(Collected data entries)
PR #203, opened 2021-11-06
fix(run): Default to treating git failures as errors

### LINKED ISSUE #200: `GitRunInfo::run_slient` should return an error for non-zero exit codes (by default)
In `run.rs`, `GitRunInfo::run` and and `GitRunInfo::run_silent` do not return an error if git exits with a nonzero code. This is ~fine for existing usage, but in some circumstances it's useful to know if the git command failed or not.

As an example, when writing the harness around `git status`, we weren't able to (easily) detect cases where `status` failed.

We should consider adding an option to the `run` methods so that the caller has to opt-in to _not_ getting an error if the exit code is nonzero, similar to `testing::Git`

---
Original context:

> I suppose it's also a mistake that the process invocation can return error without it being detected. The caller should have to opt into ignoring the exit code (which is the right thing to do in certain cases, such as when running user-defined hooks, but not always).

_Problem_
Each line of the data must come back exactly as written.

_Response area_
PR #203, opened 2021-11-06
fix(run): Default to treating git failures as errors

### LINKED ISSUE #200: `GitRunInfo::run_slient` should return an error for non-zero exit codes (by default)
In `run.rs`, `GitRunInfo::run` and and `GitRunInfo::run_silent` do not return an error if git exits with a nonzero code. This is ~fine for existing usage, but in some circumstances it's useful to know if the git command failed or not.

As an example, when writing the harness around `git status`, we weren't able to (easily) detect cases where `status` failed.

We should consider adding an option to the `run` methods so that the caller has to opt-in to _not_ getting an error if the exit code is nonzero, similar to `testing::Git`

---
Original context:

> I suppose it's also a mistake that the process invocation can return error without it being detected. The caller should have to opt into ignoring the exit code (which is the right thing to do in certain cases, such as when running user-defined hooks, but not always).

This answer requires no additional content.